To create this synergy, Disney is following a strategic plan on three fronts. First, it’s replacing theme park attractions either not directly affiliated with a Disney entertainment property or affiliated with a less successful Disney property with a mix of its new and most successful films and films from their back catalog of entertainment for which the studio wants to re-enforce the brand value. Second, Disney is planning a slate of new films based on some of its most popular theme park attractions, a tactic it’s used before, both with great success and also huge financial disappointment. And finally, rather than continuing to license properties from other studios on which to base new theme park rides, Disney is outright buying or bidding for studios with whom it currently holds such licensing agreements, such as Lucasfilm and 20th Century Fox. Disney is hoping these three strategies will create a robust marketing synergy between its theme parks and its emerging streaming service, thus giving the company the boost it will need to catch Netflix.
Synergy, the ubiquitous marketing-speak term that is defined as the combined agency of two groups working to create a cooperative effort greater than the two groups’ singular efforts, is not a new approach for Disney. Walt Disney was a believer in the strategy before synergy was even a term. This illustration from 1957 shows how the company envisioned it could utilize all of its available assets to create a multi-faceted marketing design:
Former Disney CEO Michael Eisner (1984-2005) was also a huge proponent of the strategy, saying in 1995, “One plus one will add up to four.” Eisner even created a position for the company in charge of handling this master plan with the job title of Director of Corporate Synergy.  Eisner’s successor (and current Disney CEO), Bob Iger, would take the synergy ball and run and with it. In 2015, the Disney holdings comparable to those in the 1957 illustration would look like this:
Disney is hoping that all of these holdings can contribute to the synergistic whole, but it’s betting big on the efforts of its theme parks. First, the company created an aggressive plan to replace theme park attractions either not directly affiliated with a Disney entertainment property or affiliated with a less successful Disney property with a mix of attractions pushing new or popular films, franchises, and television shows. At its Hollywood Studios in Orlando Florida, gone are the Honey I Shrunk the Kids: Movie Set Adventure, The Great Movie Ride, and the Studio Backlot Tour. In their place, Toy Story Land and Star Wars: Galaxy’s Edge will be opening in the respective summers of 2018 and 2019. And at Epcot’s Norway pavilion, the Maelstrom Viking cruise has become the Frozen Ever After ride, while the Gran Fiesta Tour boat ride in the Mexico pavilion looks poised to be converted into a ride based on the successful 2017 Pixar film, Coco. The park has already completely redesigned the entrance to the ride with Coco exhibits, art, and merchandise.

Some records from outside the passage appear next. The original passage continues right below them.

Issue #4858, opened 2023-06-28
Display an additional warning if price impact is greater than 10% and user attempts to trade anyway


willyogo:
### Overview

If a user clicks 'Confirm and Trade Anyway' on a trade where the expected price impact is 10% or greater (or the expected loss in fiat value is 10% or greater), a native warning is displayed and the user must click to confirm again before their wallet is prompted.

Warning copy:
Due to the size of this trade relative to available liquidity, the expected price impact of this trade is X%. Are you sure you want to trade?

CTAs: Cancel, Trade Anyway

![image](https://github.com/shapeshift/web/assets/26232238/728aab91-0aee-4689-8711-c058ea8ea30a)

### References and additional details

Beard recommends using window.confirm to trigger the native warning for this (on ios, android, and web)

### Acceptance Criteria

AC:
1. If a user clicks 'Confirm and Trade Anyway' on a trade where the expected price impact is 10% or greater (or the expected loss in fiat value is 10% or greater), a native warning is displayed and the user must click 'Trade Anyway' again before their wallet is prompted to confirm the transaction

Issue #5011, opened 2023-08-02
Swapper balance check is broken 


MBMaria:
### Overview

When trading, you can enter an amount more than is available in your wallet and will allow you to preview trade

### References and additional details

1) Log into app.shapshift and connect to wallet of choice
2) Navigate to the trade page
3) Enter a trade where the input asset is more than the balance in your wallet
4) Note you can select preview trade
![image](https://github.com/shapeshift/web/assets/100157997/cfe0fd3c-85ab-4ea2-ba8b-19bae35fb27b)

### Acceptance Criteria

Should not be able to preview a trade when the balance entered is higher than the amount in the walllet

### Ownership

- [X] If my bounty needs engineering or needs product I have added the respective labels on the right
- [X] As the sponsor of this bounty I will review the changes in a preview environment (ops/product) or review the PR (engineering)

### Bounty Hunters

- [Join our discord](https://discord.gg/shapeshift)
- Include an expected timeline for you to complete work in the work plan when you apply for this bounty!
- Please refer to [this link](https://shapeshiftdao.gitbook.io/getting-started/how-to-contribute/bounties#resources-for-new-contributors-and-bounty-hunters) for some basic info
- Please ***do not*** start work on this issue until you are approved in Gitcoin.

0xApotheosis:
Closed by https://github.com/shapeshift/web/pull/5043

PR #5032, opened 2023-08-04
feat: warn against high price impact at confirm step

gomesalexandre:
## Description

~~Now that we have custom slippage under flag, we can implement https://github.com/shapeshift/web/issues/4858, since users may input custom slippage up to 30%, effectively having a maximum downside of 30% on the trade itself (excluding fees, which are separate from the trade value and are typically paid in addition to it for most swappers).~~

Disregard this. This is only implemented for price impact (the fiat difference between what you're selling and what you're getting), discusses this one out with @reallybeard and confirmed having slippage under the same umbrella would be all sorts of weird.

## Pull Request Type

## Issue (if applicable)

closes https://github.com/shapeshift/web/issues/4858

## Risk

This may show when it shouldn't, test accordingly

## Testing

- Try an unfavorable trade e.g UTXO to ETH with THOR and the smallest amount you can swap (e.g 100 DOGE to ETH, might be more like 200 at the time you're testing this)
- Note, we don't properly handle minimums and balance checks after the multi-hop refactor (https://github.com/shapeshift/web/issues/5011) so you'll see weird negative values until we get that fixed, if you're under the minimum or the quote fails for any reason related to your balance
- Ensure the price impact is reflected with a confirm window
- Disregard me ~~With the custom slippage flag on, add custom slippage e.g 9% (which is lower than the 10% minimum heuristics to display the confirm window), and ensure that the unfavorable downside (~60% at the time of testing) takes precedence over the custom slippage~~
- Disregard me ~~Repeat the above with a favorable trade (e.g ERC-20 -> ERC-20 on Gnosis) and high custom slippage, ensuring the high custom slippage is reflected with a confirmed window, not the price impact downside (which should be very low, closeish to 0)~~

- High price impact

image

- Disregard me ~~High slippage taking precedence over low price impact~~

image

- Disregard me ~~High price impact taking precedence over low slippage~~

image

- Disregard me~~High slippage~~

Screenshot 2023-08-04 at 13 52 44


gomesalexandre:
* develop
  * **PR #5032** <a href="https://app.graphite.dev/github/pr/shapeshift/web/5032" target="_blank">Graphite</a>  👈

This comment was auto-generated by [Graphite](https://app.graphite.dev/github/pr/shapeshift/web/5032?utm_source=stack-comment).

src/components/MultiHopTrade/components/TradeConfirm/TradeConfirm.tsx
```diff
@@ -206,6 +222,16 @@ export const TradeConfirm = () => {
         return
       }
 
+      const shouldContinueTrade =
+        !isHighPriceImpact ||
+        window.confirm(
+          `Due to the size of this trade relative to available liquidity, the expected price impact of this trade is ${priceImpactPercentage.toFixed(
```
gomesalexandre, line 228: translation

gomesalexandre: 62bf9cdf9ee5fcd1082055b83ab77c51633f80ac

src/state/slices/tradeQuoteSlice/selectors.ts
```diff
@@ -250,6 +250,11 @@ export const selectTradeSlippagePercentageDecimal: Selector<ReduxState, string>
   },
 )
 
+export const selectTradeSlippagePercentage: Selector<ReduxState, string> = createSelector(
```
0xApotheosis, line 253: We don't appear to use this guy anywhere.

src/components/MultiHopTrade/components/TradeConfirm/TradeConfirm.tsx
```diff
@@ -150,6 +150,22 @@ export const TradeConfirm = () => {
 
   const txHash = buyTxHash ?? sellTxHash
 
+  const priceImpactPercentage = useMemo(() => {
+    if (!sellAmountBeforeFeesUserCurrency || !netBuyAmountUserCurrency) return bn(0)
+
+    const tradeDifference = bn(sellAmountBeforeFeesUserCurrency)
+      .minus(netBuyAmountUserCurrency)
```
0xApotheosis, line 157: It feels a little weird that we include the buy asset protocol fee here, as this has nothing to do with the price impact of the trade due to the size of the pool.

Including this thus makes the popup a little misleading, as it can who when there is a large buy asset protocol fee relative to the size of the trade.

0xApotheosis (commented):
Tested and working as described, though my only concerns are more from a product perspective.

The price impact percentage constant calculated in this PR includes the buy asset protocol fee in the receive amount, which is unrelated to price impacts caused by illiquid pools.

@shapeshift/product thoughts?

src/state/slices/tradeQuoteSlice/selectors.ts
0xApotheosis: https://github.com/shapeshift/web/pull/5032/commits/c6a9d5507ea1690661c05e2078bb1ee909df3449

src/components/MultiHopTrade/components/TradeConfirm/TradeConfirm.tsx
0xApotheosis: Used before fees amount in https://github.com/shapeshift/web/pull/5032/commits/56499954f15e6b28918e49d5ffb194a427f34a33.

0xApotheosis (approved):
See testing notes at the bottom of the stack (https://github.com/shapeshift/web/pull/5033).

PR #5036, opened 2023-08-07
fix: use swapper default slippage

0xApotheosis:
## Description

Fixes the logic used in `useGetTradeQuotes.tsx`.

We can't use `selectTradeSlippagePercentageDecimal` because it relies on us having already selected a swapper, which can't occur until the quotes come back (quotes coming back was causing a active swapper update, triggering another network request).

We now instead handle this inside the swappers themselves when they are fetching quotes.

The current logic was causing us to double fetch qoutes when the first lot of quotes came back with a new best swapper, causing another network request to be triggered with the actual quote value.

Note, more changes are needed to support user selectable slippage, but this fix unrugs release with the flag off.

## Pull Request Type

## Issue (if applicable)

Unblocks release `1.394.0`.

## Risk

Small.

## Testing

Slippage values in all network requests should be the swapper defaults returned from `getDefaultSlippagePercentageForSwapper` (0.2% for all except LifI and CoW, which are 0.5%).

There should only be one network request per quote again.

### Engineering

☝️

### Operations

☝️

N/A

### DIFF
--- a/src/components/MultiHopTrade/hooks/useGetTradeQuotes/useGetTradeQuotes.tsx
+++ b/src/components/MultiHopTrade/hooks/useGetTradeQuotes/useGetTradeQuotes.tsx
@@ -22,13 +22,13 @@ import {
   selectSellAccountId,
   selectSellAmountCryptoPrecision,
   selectSellAsset,
+  selectSlippagePreferencePercentageDecimal,
   selectWillDonate,
 } from 'state/slices/selectors'
 import {
   selectFirstHopSellAsset,
   selectLastHopBuyAsset,
   selectSellAmountUsd,
-  selectTradeSlippagePercentageDecimal,
 } from 'state/slices/tradeQuoteSlice/selectors'
 import { tradeQuoteSlice } from 'state/slices/tradeQuoteSlice/tradeQuoteSlice'
 import { store, useAppDispatch, useAppSelector } from 'state/store'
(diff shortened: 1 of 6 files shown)


0xApotheosis:
* develop
  * **PR #5036** <a href="https://app.graphite.dev/github/pr/shapeshift/web/5036" target="_blank">Graphite</a>  👈

This comment was auto-generated by [Graphite](https://app.graphite.dev/github/pr/shapeshift/web/5036?utm_source=stack-comment).

src/components/MultiHopTrade/hooks/useGetTradeQuotes/useGetTradeQuotes.tsx
```diff
@@ -103,7 +103,7 @@ export const useGetTradeQuotes = () => {
   const sellAccountId = useAppSelector(selectSellAccountId)
   const buyAccountId = useAppSelector(selectBuyAccountId)
 
-  const slippageTolerancePercentage = useAppSelector(selectTradeSlippagePercentageDecimal)
```
0xApotheosis, line 106: This selector uses the default slippage of the _currently selected_ swapper, which makes no sense when fetching quotes, as each swapper has different defaults and so can't share the same input args (unless they've been overwritten by the user to a specific value, as is achieved by `selectSlippagePreferencePercentageDecimal`).

0xdef1cafe (approved):

Issue #5024, opened 2023-08-03
SDK phase 1: Create swap SDK package in web repo


woodenfurniture:
### Overview

Our goal is to perform swaps using our exchange API (aka "dogfooding"), a process which involves relocating api calls from react and into the exchange API project. This task involves multiple steps, the first of which is to place all of the code into a single gathering point, the "SDK" directory in @shapshift/web.

### References and additional details

The code moved into `packages/exchange-sdk` should be:
- All shared types, enums, constants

And while it’s not uncommon for competing theme parks like Universal Studios to bring in new attractions based on more recent and popular intellectual property, Disney is also launching attractions based on properties from their back catalog, going as far back as eighty years! In their recent renovations to Fantasyland at Magical Kingdom in Florida, they constructed a recreation of the Beast’s castle from Beauty and the Beast (1991) (complete with a nearby Belle’s Village), Under the Sea: Journey of the Little Mermaid, and the Seven Dwarf’s Mine Train, based on Disney’s first feature length film, released in 1937. Not only is this amount of park-wide expansion and refurbishment unprecedented for a park that has for so long rooted itself in the tradition of its classic rides and attractions, but Disney’s careful selection of which of its intellectual properties to feature in this expansion shows a concerted effort to boost the value of not only its current studio output, but also its library of films going back decades.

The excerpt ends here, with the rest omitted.